LIVROS
Bienal
recebeu 1,3 milhão de pessoaspor MARCO POLO
Os números da
15ª Bienal Internacional do
Livro de São Paulo, encerrada no
último domingo, superaram as
expectativas da CBL - Câmara
Brasileira do Livro -, que
organiza o evento. A feira de
livros recebeu um público
superior a 1,3 milhão de pessoas
e o faturamento total foi de R$
77 milhões, ultrapassando em R$
2 milhões as previsões
iniciais. Os maiores destaques
foram o aumento das vendas
diretas ao público, o
comparecimento de grande número
de profissionais estrangeiros, e
a programação cultural, que
reuniu cerce de quatro mil
participantes em cursos de
atualização de professores,
debates sobre direito autoral e
mesas-redondas com autores.
A 15ª Bienal
Internacional do Livro de São
Paulo foi aberta para
profissionais do livro no dia 29
de abril e, para o público em
geral, em 1º de maio. Segundo
Raul Wassermann, vice-presidente
da CBL, a feira encerrou suas
atividades "com resultados
acima das nossas previsões, que
levaram em conta a queda dos
níveis gerais de consumo; e o
fato da edição deste ano contar
com um dia e meio a menos que a
Bienal de 96.". Durante a
feira, foram comercializados 13,1
milhões de exemplares.
Pesquisa
realizada junto ao público
traçou o perfil dos visitantes.
Do total, 30% declararam
interesse por livros
infanto-juvenis (o que é
compreensivo, tendo em vista a
maciça presença de jovens); 23%
por literatura de ficção; e 21%
estavam à procura de livros
técnicos e universitários,
sendo que 48% eram da capital;
28% da Grande São Paulo; 20% do
interior e 5% de outros estados.
A pesquisa
revelou ainda que, apesar da
polêmica e o descontentamento
das grandes editoras, há um
clima de aprovação à mudança
da Bienal para Salão anual a
partir de 1999. Dentre os
profissionais, 7% aprovam o
Salão e entre o público em
geral a aprovação é de 76%.
"Diante
desses resultados, cresce nossa
expectativa em torno do Salão
Internacional do Livro de São
Paulo de 1999, quando
inauguraremos uma nova fase do
mercado editorial
brasileiro", disse o
presidente da CBL, Altair Brasil.
Apesar deste otimismo, boa parte
das principais editoras do país
prometem boicotar o evento, por
causa dos custos.

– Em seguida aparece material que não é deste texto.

PR #105, opened 2017-12-18
PGN127275 Heel, Pitch, Yaw added + PGN128267 Water Depth discussion

ronzeiller:
**Question/TODO:** 
check if NaN can be stored into SKUpdate for Attitude. The background is, what happens if one of the values pitch, roll, yaw is not delivered by the N2k bus?

Same issue with internal sensor, where it is written yaw = 0 which is not correct?

And we need a config setting for reading internal sensor or external attitude values from bus
TODO: if switched to read from N2k bus than the IMUPage has to be switched too.


ronzeiller:
We will have to check yaw separately as according to Maretron SSC200
Solid State Rate/Gyro Compass Manual  for example:

**PGN 127257 – Attitude**
The SSC200 uses this PGN to indicate the vessel’s attitude (pitch and roll). **The Yaw (field 2)
is not used, therefore this field always contains 0x7FFF (data not available).** 

As obviously there is a difference between zero and data not available this could be an issue for SignalK? (How is handled NaN there?)

src/common/signalk/SKNMEA2000Parser.cpp
```diff
@@ -208,6 +208,38 @@ const SKUpdate& SKNMEA2000Parser::parse127250(const SKSourceInput& input, const
...
+  double pitch = N2kDoubleNA;
+  double roll  = N2kDoubleNA;
+
+  if (ParseN2kPGN127257(msg, sid, yaw, pitch, roll)) {
+    SKUpdateStatic<1> *update = new SKUpdateStatic<1>();
+    update->setTimestamp(timestamp);
+
+    SKSource source = SKSource::sourceForNMEA2000(input, msg.PGN, msg.Priority, msg.Source);
+    update->setSource(source);
+    // TODO: check if it is possible to set NAN as value to SKUpdate
```
sarfata: Setting NAN should work and seems like the best solution to me. We will need to make sure that when we serialize the data to JSON we skip fields that have the value NAN.

src/test/signalk/SKNMEA2000ParserTest.cpp
```diff
@@ -111,6 +111,16 @@ TEST_CASE("SKNMEA2000Parser: Basic tests") {
...
 
+  SECTION("127275: NavigationAttitude Heel, Pitch, Yaw") {
+    // SID, yaw, pitch, roll in radians
+    SetN2kAttitude(msg, 0, SKDegToRad(179.9), SKDegToRad(-2.3), SKDegToRad(3.2));
+    const SKUpdate &update = p.parse(SKSourceInputNMEA2000, msg, SKTime(0));
+    CHECK( update.getSize() == 1);
+    CHECK( update.getNavigationAttitude().yaw   == Approx(SKDegToRad(179.9)).epsilon(0.0001) );
+    CHECK( update.getNavigationAttitude().pitch == Approx(SKDegToRad(-2.3)).epsilon(0.0001) );
+    CHECK( update.getNavigationAttitude().roll  == Approx(SKDegToRad(3.2)).epsilon(0.0001) );
+  }
```
sarfata: We should had a check with NAN as the Yaw value here. Just to confirm it gives what we want.

ronzeiller:
@sarfata 
Hi Thomas,
heel/pitch/yaw is working now as expected with NaN

**Also did some corrections on Water Depth:**
Reading some papers I came to the conclusion that water depth is a little bit more complicated. 
It seems to be either depth below surface or depth below lowest point.
So I changed the code and tests accordingly.

See for example:
https://www.maretron.com/support/manuals/DST110UM_1.3.html
https://seatronic.no/productattachments/index/download?id=144

The test fails because of 1.9 == 1.9 ?????

Also the test will fail if offset is e.g. 1.995 but as stated in the DST110 Manual offset may be 1.e-3

Looking forward what you say about this.

ronzeiller:
...just saw that git makes it very complicate to read the changes because I also sorted the tests according the PGN.
Sorry for that, next time I will do the changes in code first and do the sorting later, when code is approved.

src/common/signalk/SKNMEA2000Parser.cpp
```diff
@@ -244,32 +272,56 @@ const SKUpdate& SKNMEA2000Parser::parse128259(const SKSourceInput& input, const
...
 
-      update->setEnvironmentDepthBelowTransducer(depthBelowTransducer);
-
-      // When offset is negative, it's the distance between transducer and keel
       if (!N2kIsNA(offset)) {
-        if (offset < 0) {
+        if (offset == 0) {
+          // When you have zero offset than the transducer is mounted on the
+          // lowest point of the boat, e.g. motor boat w/o keel, sailing boat keel
+          update->setEnvironmentDepthSurfaceToTransducer(N2kDoubleNA);
```
sarfata: I do not think we need to do that here. In that case we can just omit these two variables. This is what the SignalK official tools do.

src/common/signalk/SKNMEA2000Parser.cpp
```diff
@@ -244,32 +272,56 @@ const SKUpdate& SKNMEA2000Parser::parse128259(const SKSourceInput& input, const
...
+          update->setEnvironmentDepthBelowSurface(N2kDoubleNA);
+          update->setEnvironmentDepthBelowKeel(depth);
+          update->setEnvironmentDepthTransducerToKeel(0);
+        }
+        else if (offset < 0) {
+          // When offset is negative, it's the distance between transducer and keel
+          update->setEnvironmentDepthSurfaceToTransducer(N2kDoubleNA);
```
sarfata: Same here, we can just ignore the field we do not have. It's better to not include them than to include them with value NA.

src/common/signalk/SKNMEA2000Parser.cpp
```diff
@@ -244,32 +272,56 @@ const SKUpdate& SKNMEA2000Parser::parse128259(const SKSourceInput& input, const
...
         }
         else if (offset > 0) {
+          //  Positive offset numbers provide the distance from the transducer to the waterline.
           update->setEnvironmentDepthSurfaceToTransducer(offset);
-          update->setEnvironmentDepthBelowSurface(depthBelowTransducer + offset);
+          update->setEnvironmentDepthBelowSurface(depth + offset);
+          update->setEnvironmentDepthBelowKeel(N2kDoubleNA);
+          update->setEnvironmentDepthTransducerToKeel(N2kDoubleNA);
         }
+      } else {
```
sarfata: If you are not setting the NA values, then you do not need this.

src/common/signalk/SKNMEA2000Parser.cpp
```diff
@@ -244,32 +272,56 @@ const SKUpdate& SKNMEA2000Parser::parse128259(const SKSourceInput& input, const
...
       update->setSource(source);
+      update->setEnvironmentDepthBelowTransducer(depth);
 
-      update->setEnvironmentDepthBelowTransducer(depthBelowTransducer);
-
-      // When offset is negative, it's the distance between transducer and keel
       if (!N2kIsNA(offset)) {
-        if (offset < 0) {
+        if (offset == 0) {
+          // When you have zero offset than the transducer is mounted on the
```
sarfata: Did you find a source for this information?

src/sktool/tests/n2k-transducer.json
```diff
@@ -19,6 +19,8 @@
       { "path": "environment.depth.belowTransducer", "value": 3.45 },
       { "path": "environment.depth.belowSurface", "value": 4.364 },
       { "path": "environment.depth.surfaceToTransducer", "value": 0.914 }
+      { "path": "environment.depth.transducerToKeel", "value": -1000000000.0 }
```
sarfata: No. I don't think this is correct. We should not generate these values for this incoming message. 

The SignalK tools do not do it, and I would bet that iKommunicate does not do it either.

src/common/signalk/SKNMEA2000Parser.cpp
sarfata: The Maretron manual says:

> 3:  Offset – If the value of this field is positive, it represents the difference in depth between the transducer and the waterline of the vessel.  If the value of this field is negative, it represents the difference in depth between the transducer and the keel of the vessel.  The unit of measurement for this field is 1x10-3 m.

I think when the value is 0 we do not know where it is.

sarfata:
> ...just saw that git makes it very complicate to read the changes because I also sorted the tests according the PGN.
> Sorry for that, next time I will do the changes in code first and do the sorting later, when code is approved.

👍  Also could have split the depth changes to another PR just to keep things separate and easier to discuss.

src/common/signalk/SKNMEA2000Parser.cpp
sarfata: Also the Raymarine manual says:
> If an offset is not applied, displayed depth readings represent the distance from the transducer to the sea bed

src/common/signalk/SKNMEA2000Parser.cpp
ronzeiller: The reason why I actively set NaN was that I was not sure if it is ok 
to set SKUpdateStatic<3> and then just 1 value will be stored in update.
(I think I had an issue with a test, but may be I mix something up.....)

If you say that does not matter, then I drop all NaN and the else of course.

src/sktool/tests/n2k-transducer.json
ronzeiller: May be, but they could be wrong... :joy:

There was an error in the test, which was gone after I entered this....

src/common/signalk/SKNMEA2000Parser.cpp
ronzeiller: A mayor difference to this we had before is, that offset = zero is a defined state 

> I think when the value is 0 we do not know where it is.

Generally spoken: you never know (by the instruments) the depth from the keel to the ground, when set to "depth from water surface" and on opposite you do not know where the transducer is mounted if set to "depth below keel".

**For offset=0**
Think of a boat, where the transducer **is** at the lowest point.
Then you would enter zero to offset if you want to display depth below keel, no?
If an offset is zero, than **we do know that someone had set it on purpose.** 
(Otherwise it would be NaN)

If someone does not enter any offset, then we know that the device was not set up (correctly). So we just can say it is the depth below sensor and not more.
This was and is still the way the code is doing it.
I think that this is meant with "not applied" (as zero is an active setting)

But may be I am totally wrong and the offset is Zero on a brand new unit.
We should ask somebody from Raymarine, Maretron or Airmar if they make a difference between "not set" / "not applied" and defined 0......

And what will then  actually be displayed in the two different settings **depth below keel** and **depth below water surface**???

src/sktool/tests/n2k-transducer.json
ronzeiller: Took it out again

sarfata: 😧 There is absolutely no way that `-1000000000.0` is correct here :no_good: 

Either we generate: `"value": null` or we do not generate an entry for `transducerToKeel` at all. In general SignalK omits values that are `null` or `undefined`. This is what we should do here. I believe it is correct.

> There was an error in the test, which was gone after I entered this....

or maybe the test was failing because the code is incorrect 😜

src/common/signalk/SKNMEA2000Parser.cpp
sarfata: Yes it is ok.

src/common/signalk/SKNMEA2000Parser.cpp
sarfata: > Think of a boat, where the transducer is at the lowest point.

Yes but think of a boat where the transducer is right at the floatation point. 😛 

I think they gave up on these two situations when they decided to use a positive/negative value in the offset to indicate the reference. They just do not support it and I think we should not support it either.

I think in practice, you would say `+0.01` if it's right below the keel and `-0.01` if it's right below the surface. Saying 0 is like saying no offset and in that case we do not know where the sensor is located.

> But may be I am totally wrong and the offset is Zero on a brand new unit.

Yes it would be useful to know what a new device sends.

> And what will then actually be displayed in the two different settings depth below keel and depth below water surface???

If we do not have the information we just do not send it in SignalK. Displays should not show it either. That is a very common thing. There are lots of possible data on the network and it's not uncommon to be missing data.

ronzeiller:
I think you are right and you are definitely right when you say that we should not interpret those kind of navigational datas.
I took out all changes from Water Depth and the transducer.json and put back to original. If we get new informations we have at least discussed some of it already :-)

One test is added with offset = 0, may be you like it.

So we are back to the heel/pitch/yaw...
On the internal IMU sensor you put 0 to yaw, because it is not present. IMHO this is not so good, because in fact it is not zero. (But for me personally it doesn't mean a big thing, because I will not rely on the yaw anyway and will just take heel and pitch)

In the parser it is different, because Timo's library will send NaN if not present on the bus.
The test is working fine.

> One thing we should do though is test what the output looks like for the yaw when it is NAN. Can you add a test in `src/sktool/tests` for this? I believe the proper thing to do is to not include the value for yaw in the output.

I am sorry, but I do not understand this.
Where did you get the PCDIN sentences from?  :confused:

sarfata:
> On the internal IMU sensor you put 0 to yaw, because it is not present. IMHO this is not so good, because in fact it is not zero. (But for me personally it doesn't mean a big thing, because I will not rely on the yaw anyway and will just take heel and pitch)

I completely agree. This is not good. We should save NAN in the SKUpdate and make sure that when we generate the JSON, we do not print the field "yaw" if the value is NAN. 

Let me know if you need help for this.

>>One thing we should do though is test what the output looks like for the yaw when it is NAN

> I am sorry, but I do not understand this. Where did you get the PCDIN sentences from? 😕

I used a log from my own boat but you could also use the NMEA2k simulator by Timo and record what it generated in $PCDIN format.

ronzeiller:
> > On the internal IMU sensor you put 0 to yaw, because it is not present. IMHO this is not so good, because in fact it is not zero. (But for me personally it doesn't mean a big thing, because I will not rely on the yaw anyway and will just take heel and pitch)

> I completely agree. This is not good. We should save NAN in the SKUpdate 

Just to do some documentation:

Timo says, that we can write NaN into the PGN's but have to take care which one -> [86#issuecomment](https://github.com/ttlappalainen/NMEA2000/issues/86#issuecomment-353285806)

In Signal K they have `NULL` for invalid data in json:
https://github.com/SignalK/specification/blob/c446914b331084dc5c8bcddf6aa65003b69b1c45/gitbook-docs/data_model.md#missing-or-invalid-data

Summary:
As we do not have `NULL` in C++ we stick to `N2kUInt16NA, N2kDoubleNA, N2kUInt32NA`
for N2k and SKUpdate, leave fields empty in NMEA0183 and JSON

> > We should save NAN in the SKUpdate and make sure that when we generate the JSON, we do not print the field "yaw" if the value is NAN.

> Let me know if you need help for this.

You mean in `SKJSONVisitor.cpp`, e.g. here?

```
case SKValue::SKValueTypeAttitude:
        {
          JsonObject &attitude = obj.createNestedObject("value");
          attitude["pitch"] = v.getAttitudeValue().pitch;
          attitude["roll"] = v.getAttitudeValue().roll;
          attitude["yaw"] = v.getAttitudeValue().yaw;
        }
        break;
case SKValue::SKValueTypePosition:
        JsonObject &position = obj.createNestedObject("value");
        position["latitude"] = v.getPositionValue().latitude;
        position["longitude"] = v.getPositionValue().longitude;
        position["altitude"] = v.getPositionValue().altitude;
        break;
```

But to be consequent, shouldn't that be made with **all** values then (also with depth, latitude, longitude, .......)?

And also in `SKNMEAConverter.cpp` like here:
```
if (update.hasNavigationAttitude()) {
....
 sb.setField(2, SKRadToDeg(update.getNavigationAttitude().pitch), 1);
```

where it should become something like:

```
if (update.hasNavigationAttitude()) { 
.....
if (update.getNavigationAttitude().pitch == N2kDoubleNA) {
   sb.setField(2, '');
} else {
   sb.setField(2, SKRadToDeg(update.getNavigationAttitude().pitch), 1);
}
```

In a first step this all for "self made" values from internal sensors?

But how are incoming "not valid"-values from N2k handled?

ronzeiller:
What do you think of declaring a const in `SKUnits.h `like:

`const double   doubleNaN=-1e9;`

for invalid or not available N2k values, so we do not need to `#include N2kMsg.h` everywhere?

Or do you want to declare it local where needed?

sarfata:
> What do you think of declaring a const in SKUnits.hlike:
> 
>     const double doubleNaN=-1e9;
> 
> for invalid or not available N2k values, so we do not need to #include N2kMsg.h everywhere?
> 
> Or do you want to declare it local where needed?

💯 Great idea. Maybe we call it SKDoubleNAN to avoid conflict with other libraries?

sarfata:
> **Summary:**
> As we do not have `NULL` in C++ we stick to `N2kDoubleNA`
> for N2k and SKUpdate and leave fields empty in NMEA0183 and JSON

Yes. Agree with you on this!

We could always use `null` sometimes but I have not seen other signalk implementation do this at the moment. As you pointed out, the spec authorizes it but is not really clear on when to use it.
 
> > > We should save NAN in the SKUpdate and make sure that when we generate the JSON, we do not print the field "yaw" if the value is NAN.
> 
> > Let me know if you need help for this.
> 
> You mean in `SKJSONVisitor.cpp`, e.g. here?

Yes.

> ```
> case SKValue::SKValueTypeAttitude:
>         {
>           JsonObject &attitude = obj.createNestedObject("value");
>           attitude["pitch"] = v.getAttitudeValue().pitch;
>           attitude["roll"] = v.getAttitudeValue().roll;
>           if ( v.getAttitudeValue().yaw != N2kDoubleNA)
>               attitude["yaw"] = v.getAttitudeValue().yaw;
>         }
>         break;
> case SKValue::SKValueTypePosition:
>         JsonObject &position = obj.createNestedObject("value");
>         position["latitude"] = v.getPositionValue().latitude;
>         position["longitude"] = v.getPositionValue().longitude;
>         position["altitude"] = v.getPositionValue().altitude;
>         break;
> ```

👍 

> But to be consequent, shouldn't that be made with **all** values then (also with pitch, heel, depth, latitude, longitude, .......)?

That is a great question. I think we may want to do it for all fields of composite values (like attitude or position). For example, we do not do it yet for position.altitude and I think it's incorrect. We should not report 0 for altitude when we do not know. We should just not print it.

> And also in `SKNMEAConverter.cpp` like here:
> ```
> if (update.hasNavigationAttitude()) {
> ....
>  sb.setField(2, SKRadToDeg(update.getNavigationAttitude().pitch), 1);
> ```
> 
> where it should become something like:
> 
> ```
> if (update.hasNavigationAttitude()) { 
> .....
> if (update.getNavigationAttitude().pitch == N2kDoubleNA) {
>    sb.setField(2, '');
> } else {
>    sb.setField(2, SKRadToDeg(update.getNavigationAttitude().pitch), 1);
> }
> ```

Absolutely. I am not sure what we would generate right now if the value is NAN but it would not be pretty probably ;)

ronzeiller:
Some NAN checks added in SKJSONVisitor and SKNMEAConverter

- don't know if it is necessary or does it hurt  to check NAN at Batteries and Pressure as is checked in the according Service? 
(As soon as those values are added to SKNMEA2000Parser it should be checked in the parser anyway)
- Not for Lat and Lon as should/could be checked at incoming PGN, but added to altitude because this could be NAN despite values for Lat/Lon are valid, or should they be checked here too?
- Rudder is checked in the NMEA2000Parser and in SKNMEAConverter

Some values (e.g.: True Wind datas) could get NAN in future "Data Computer" so may be it is safer to check them all again  in SKNMEAConverter?

ronzeiller:
@sarfata 
NAN checks added in SKJSONVisitor and SKNMEAConverter as discussed.
All changes requested should be implemented.
Should be ready for merging now.

sarfata:
@ronzeiller it looks like I do not have permissions to push a commit to this branch of your project.

I will make a PR against your project with my changes. You can merge it if you agree and then I will merge this PR.

ronzeiller:
:boat:

sarfata:
⛵️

Editores que
preferiram não se indentificar
comentaram extra-oficialmente nos
corredores da Bienal, que a
diretoria da CBL, que vem se
perpetuando no poder, tem feito
muitos desmandos e estaria se
aproveitando em causa própria,
da Bienal e, agora, do Salão
anual. Segundo eles, já está se
organizando, pela primeira vez em
muitos anos, uma chapa de
oposição, a fim de tomar a
direção da entidade e dos
eventos que promove.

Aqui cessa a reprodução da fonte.